• [Data extract]
>>>>>
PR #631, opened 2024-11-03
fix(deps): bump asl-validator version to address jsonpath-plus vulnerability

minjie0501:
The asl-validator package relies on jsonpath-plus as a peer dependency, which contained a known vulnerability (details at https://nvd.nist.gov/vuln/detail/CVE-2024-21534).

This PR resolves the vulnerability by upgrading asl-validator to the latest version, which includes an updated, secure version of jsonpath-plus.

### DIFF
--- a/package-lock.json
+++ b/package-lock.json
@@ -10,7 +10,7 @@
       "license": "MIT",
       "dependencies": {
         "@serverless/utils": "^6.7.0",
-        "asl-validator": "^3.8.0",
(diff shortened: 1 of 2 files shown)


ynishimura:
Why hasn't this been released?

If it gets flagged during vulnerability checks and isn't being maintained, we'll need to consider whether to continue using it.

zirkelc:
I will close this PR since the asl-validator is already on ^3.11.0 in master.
<<<<<
>>>>>
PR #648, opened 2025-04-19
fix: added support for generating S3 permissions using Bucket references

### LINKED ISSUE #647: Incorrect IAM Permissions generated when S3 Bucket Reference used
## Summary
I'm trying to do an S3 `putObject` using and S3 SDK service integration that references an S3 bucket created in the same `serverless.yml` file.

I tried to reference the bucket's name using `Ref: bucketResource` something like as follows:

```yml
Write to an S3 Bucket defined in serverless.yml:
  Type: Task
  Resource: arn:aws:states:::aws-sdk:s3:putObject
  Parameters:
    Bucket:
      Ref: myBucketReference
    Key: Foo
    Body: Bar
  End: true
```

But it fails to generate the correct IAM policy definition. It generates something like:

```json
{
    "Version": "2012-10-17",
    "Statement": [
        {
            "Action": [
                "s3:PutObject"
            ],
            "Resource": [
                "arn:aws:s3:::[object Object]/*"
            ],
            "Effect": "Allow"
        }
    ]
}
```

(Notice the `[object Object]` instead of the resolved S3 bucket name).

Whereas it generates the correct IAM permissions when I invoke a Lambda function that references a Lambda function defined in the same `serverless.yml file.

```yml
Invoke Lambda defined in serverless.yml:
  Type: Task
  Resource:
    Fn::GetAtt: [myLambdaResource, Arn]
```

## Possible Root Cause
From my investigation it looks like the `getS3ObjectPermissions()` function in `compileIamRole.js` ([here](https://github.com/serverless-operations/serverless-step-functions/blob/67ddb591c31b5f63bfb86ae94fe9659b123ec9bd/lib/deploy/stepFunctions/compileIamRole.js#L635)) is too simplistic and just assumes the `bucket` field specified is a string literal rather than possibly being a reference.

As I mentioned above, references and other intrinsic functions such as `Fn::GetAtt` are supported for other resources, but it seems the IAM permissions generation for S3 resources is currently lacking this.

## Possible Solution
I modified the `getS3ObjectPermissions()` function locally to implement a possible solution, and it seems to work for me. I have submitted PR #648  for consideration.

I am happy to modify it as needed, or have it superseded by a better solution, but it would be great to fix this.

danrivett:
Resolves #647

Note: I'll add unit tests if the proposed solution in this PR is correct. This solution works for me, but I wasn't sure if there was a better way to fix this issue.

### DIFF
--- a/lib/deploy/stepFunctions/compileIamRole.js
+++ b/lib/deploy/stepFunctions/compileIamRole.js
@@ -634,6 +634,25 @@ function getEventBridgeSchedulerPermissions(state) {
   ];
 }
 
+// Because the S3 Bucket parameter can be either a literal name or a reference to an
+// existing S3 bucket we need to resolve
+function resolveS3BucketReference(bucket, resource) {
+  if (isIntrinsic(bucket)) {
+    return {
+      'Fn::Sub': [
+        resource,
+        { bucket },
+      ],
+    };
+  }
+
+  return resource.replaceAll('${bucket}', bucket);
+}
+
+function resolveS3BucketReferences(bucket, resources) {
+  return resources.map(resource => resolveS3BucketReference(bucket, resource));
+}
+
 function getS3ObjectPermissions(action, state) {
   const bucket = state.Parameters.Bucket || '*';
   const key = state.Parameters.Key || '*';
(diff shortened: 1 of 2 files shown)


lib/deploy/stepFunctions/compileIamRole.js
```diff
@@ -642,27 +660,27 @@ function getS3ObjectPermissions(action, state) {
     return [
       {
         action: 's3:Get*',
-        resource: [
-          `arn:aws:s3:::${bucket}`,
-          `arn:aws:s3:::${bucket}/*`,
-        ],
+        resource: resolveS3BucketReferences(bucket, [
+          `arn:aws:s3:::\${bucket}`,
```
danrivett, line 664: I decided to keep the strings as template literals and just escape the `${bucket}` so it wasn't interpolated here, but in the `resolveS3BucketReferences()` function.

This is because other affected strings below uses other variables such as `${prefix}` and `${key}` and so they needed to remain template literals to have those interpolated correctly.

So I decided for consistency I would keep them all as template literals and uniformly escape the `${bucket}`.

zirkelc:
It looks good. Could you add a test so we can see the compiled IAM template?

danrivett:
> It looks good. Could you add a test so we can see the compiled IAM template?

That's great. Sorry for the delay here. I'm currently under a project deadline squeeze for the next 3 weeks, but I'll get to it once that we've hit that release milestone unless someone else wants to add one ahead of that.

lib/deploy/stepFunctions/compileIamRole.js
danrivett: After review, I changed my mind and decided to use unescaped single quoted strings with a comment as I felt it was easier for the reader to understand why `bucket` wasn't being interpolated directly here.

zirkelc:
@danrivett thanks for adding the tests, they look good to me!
<<<<<
>>>>>
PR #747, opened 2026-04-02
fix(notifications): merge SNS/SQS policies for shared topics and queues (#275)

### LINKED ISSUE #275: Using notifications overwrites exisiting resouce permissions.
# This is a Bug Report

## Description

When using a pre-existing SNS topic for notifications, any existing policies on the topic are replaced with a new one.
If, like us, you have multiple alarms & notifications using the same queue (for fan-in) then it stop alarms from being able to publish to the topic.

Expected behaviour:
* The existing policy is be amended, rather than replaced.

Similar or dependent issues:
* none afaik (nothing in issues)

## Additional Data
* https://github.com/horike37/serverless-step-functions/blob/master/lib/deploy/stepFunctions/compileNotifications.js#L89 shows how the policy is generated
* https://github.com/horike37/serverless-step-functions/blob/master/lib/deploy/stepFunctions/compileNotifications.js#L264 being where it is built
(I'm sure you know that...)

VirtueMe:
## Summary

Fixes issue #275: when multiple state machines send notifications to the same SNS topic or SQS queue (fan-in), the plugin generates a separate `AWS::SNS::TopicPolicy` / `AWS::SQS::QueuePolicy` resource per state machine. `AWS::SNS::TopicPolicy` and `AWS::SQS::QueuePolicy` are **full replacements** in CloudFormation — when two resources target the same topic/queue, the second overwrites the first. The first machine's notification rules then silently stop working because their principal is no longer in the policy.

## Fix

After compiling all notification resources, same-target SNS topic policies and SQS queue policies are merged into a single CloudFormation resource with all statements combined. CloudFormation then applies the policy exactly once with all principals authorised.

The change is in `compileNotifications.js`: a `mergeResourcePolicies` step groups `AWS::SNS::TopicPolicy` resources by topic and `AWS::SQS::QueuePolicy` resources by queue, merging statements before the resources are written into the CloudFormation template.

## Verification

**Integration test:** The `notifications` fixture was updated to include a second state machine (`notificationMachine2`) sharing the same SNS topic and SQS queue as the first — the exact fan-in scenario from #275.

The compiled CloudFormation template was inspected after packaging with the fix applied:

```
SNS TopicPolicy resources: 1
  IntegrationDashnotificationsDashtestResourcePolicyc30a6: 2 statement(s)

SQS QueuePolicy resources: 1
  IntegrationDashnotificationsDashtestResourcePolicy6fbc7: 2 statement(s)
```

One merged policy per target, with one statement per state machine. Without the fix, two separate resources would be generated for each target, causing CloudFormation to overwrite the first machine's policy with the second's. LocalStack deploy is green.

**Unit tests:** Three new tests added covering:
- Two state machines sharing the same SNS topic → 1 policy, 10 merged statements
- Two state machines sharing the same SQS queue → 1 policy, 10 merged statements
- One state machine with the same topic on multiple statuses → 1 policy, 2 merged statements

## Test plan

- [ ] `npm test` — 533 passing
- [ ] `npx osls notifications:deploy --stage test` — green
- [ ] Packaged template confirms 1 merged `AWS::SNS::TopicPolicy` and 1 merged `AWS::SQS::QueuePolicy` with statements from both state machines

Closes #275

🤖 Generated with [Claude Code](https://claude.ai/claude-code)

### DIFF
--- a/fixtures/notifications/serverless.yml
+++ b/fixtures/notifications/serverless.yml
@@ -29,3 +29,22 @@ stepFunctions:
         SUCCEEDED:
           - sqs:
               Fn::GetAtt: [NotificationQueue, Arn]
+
<<<<<
• [About this task] Scan the data above for the string "added" and copy each line where it appears.

• [Task solution]
fix: added support for generating S3 permissions using Bucket references
**Unit tests:** Three new tests added covering:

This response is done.